**What needs to be done**
The full listing, from first line to last, should be set down again exactly.

----

PR #9809, opened 2024-12-07
fix: ensures autosaves run sequentially rather than ever in parallel

jmikrut:
With a small autosave interval, it's possible for two autosaves to be executing in parallel. 

This PR ensures that you can fire many autosaves, but they will be executed sequentially rather than ever being able to be run in parallel.

### DIFF
--- a/packages/ui/src/elements/Autosave/index.tsx
+++ b/packages/ui/src/elements/Autosave/index.tsx
@@ -64,7 +64,7 @@ export const Autosave: React.FC<Props> = ({ id, collection, global: globalDoc })
     interval = versionsConfig.drafts.autosave.interval
   }
 
-  const [queue, setQueue] = useState<(() => Promise<void>)[]>([])
+  const [currentAutosave, setCurrentAutosave] = useState<(() => Promise<void>) | null>(null)
   const [isProcessing, setIsProcessing] = useState(false)
 
   const [saving, setSaving] = useState(false)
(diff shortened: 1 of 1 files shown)


packages/ui/src/elements/Autosave/index.tsx
```diff
@@ -88,6 +91,32 @@ export const Autosave: React.FC<Props> = ({ id, collection, global: globalDoc })
...
+    } catch (error) {
+      console.error('Error autosaving:', error)
+    } finally {
+      setQueue((prevQueue) => prevQueue.slice(1))
+      setIsProcessing(false)
+    }
+  }, [isProcessing, queue])
+
+  // Process the queue whenever it changes
+  useEffect(() => {
```
JarrodMFlesch, line 114: Can we do this without a useEffect? Seems like it should be possible

jmikrut: I would love to learn

JarrodMFlesch: Maybe it cant, I hate it but will live

JarrodMFlesch: Can't you just call `processCurrentAutosave` and have it take the autosave function as an arg and leave everything else as it is? Removing the autosave state and the useEffect?

JarrodMFlesch:
Should update the description here, I think your initial commit allow them to fire sequentially but now it just allows 1 to run and future autosaves cannot be called if the prev one has not finished.

jmikrut:
Closing in favor of #9892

----

**Task result**
PR #9809, opened 2024-12-07
fix: ensures autosaves run sequentially rather than ever in parallel

jmikrut:
With a small autosave interval, it's possible for two autosaves to be executing in parallel. 

This PR ensures that you can fire many autosaves, but they will be executed sequentially rather than ever being able to be run in parallel.

### DIFF
--- a/packages/ui/src/elements/Autosave/index.tsx
+++ b/packages/ui/src/elements/Autosave/index.tsx
@@ -64,7 +64,7 @@ export const Autosave: React.FC<Props> = ({ id, collection, global: globalDoc })
     interval = versionsConfig.drafts.autosave.interval
   }
 
-  const [queue, setQueue] = useState<(() => Promise<void>)[]>([])
+  const [currentAutosave, setCurrentAutosave] = useState<(() => Promise<void>) | null>(null)
   const [isProcessing, setIsProcessing] = useState(false)
 
   const [saving, setSaving] = useState(false)
(diff shortened: 1 of 1 files shown)


packages/ui/src/elements/Autosave/index.tsx
```diff
@@ -88,6 +91,32 @@ export const Autosave: React.FC<Props> = ({ id, collection, global: globalDoc })
...
+    } catch (error) {
+      console.error('Error autosaving:', error)
+    } finally {
+      setQueue((prevQueue) => prevQueue.slice(1))
+      setIsProcessing(false)
+    }
+  }, [isProcessing, queue])
+
+  // Process the queue whenever it changes
+  useEffect(() => {
```
JarrodMFlesch, line 114: Can we do this without a useEffect? Seems like it should be possible

jmikrut: I would love to learn

JarrodMFlesch: Maybe it cant, I hate it but will live

JarrodMFlesch: Can't you just call `processCurrentAutosave` and have it take the autosave function as an arg and leave everything else as it is? Removing the autosave state and the useEffect?

JarrodMFlesch:
Should update the description here, I think your initial commit allow them to fire sequentially but now it just allows 1 to run and future autosaves cannot be called if the prev one has not finished.

jmikrut:
Closing in favor of #9892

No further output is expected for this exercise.